Even with the elevated current, the second stage distortion reached 4% at 180Vpp, and at the greater load (47k resistor) reaches 5%, due to the second stage tube characteristics and operating point (anode current near to "run out").

So, the "switching to fixed bias" is not so simple method, as "use xx Volt negative bias with xxx kOhm resistor and xxx nF capacitor), without knowing exactly how previous stages respond to this.

No free lunch, the redesign can't be float.
 
Why so?
0.05 megohm = 50 kohm;
0.25 megohm = 250 kohm (your circuit shows 220 kohm).
As long as the 300B is driven A1, you get away when the driver can supply enough current.
It becomes difficult when entering A2; then your circuit is not up to do that well.
Not to be unpolite but it seems your knowledge is not sufficient to see what is going on in these circuits.
My advice is to check different circuits of the various SE 300B amplifiers and learn from it.
Don't forget: 300B can only perform to it's best with ample drive; headroom can make all the difference.
 
I'd rather have too much driver THD than damage a 300B because of too much grid leak resistance. Ultimately cap coupling all three stages would permit the loading resistor of the second stage to be bumped up considerably, or a current source could be used instead for optimal effect.

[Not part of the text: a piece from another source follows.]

PR #398, opened 2021-03-29
Handle 3-way fight

Thrillberg:


Thrillberg:
Don't merge until verklempt night is over. This will introduce breaking changes.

Ultimately the original schematic fails from "I have to use octal driver tubes" syndrome. You end up with either a 6SL7 SRPP which fails horribly when it comes to AC current demands, or you end up with a cascaded 6SN7 which has too much gain.
 
There are so many more better options using octals.
For example 6J5 - 6AH4 when you are willing to use an extra socket.
6EM7 when one socket must do.
It's more a problem of ignorance I guess, and avoiding any "risk" by copying an existing and "working" circuit.